• _DESCRIPTION OF THE TASK_
Read through the data, and wherever a line holds the word "radius", write that line out.

• _COLLECTED DATA_
_ _ _ _ _ _ _

PR #2136, opened 2024-09-11
theme: compensate the hover corner radius with padding

jp7677:
When padding.width is set, the corner radius of the rectangle hover effect can be smaller since there is more space available.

_ _ _ _ _ _ _

• _OUTPUT OF THE EXERCISE_
theme: compensate the hover corner radius with padding
When padding.width is set, the corner radius of the rectangle hover effect can be smaller since there is more space available.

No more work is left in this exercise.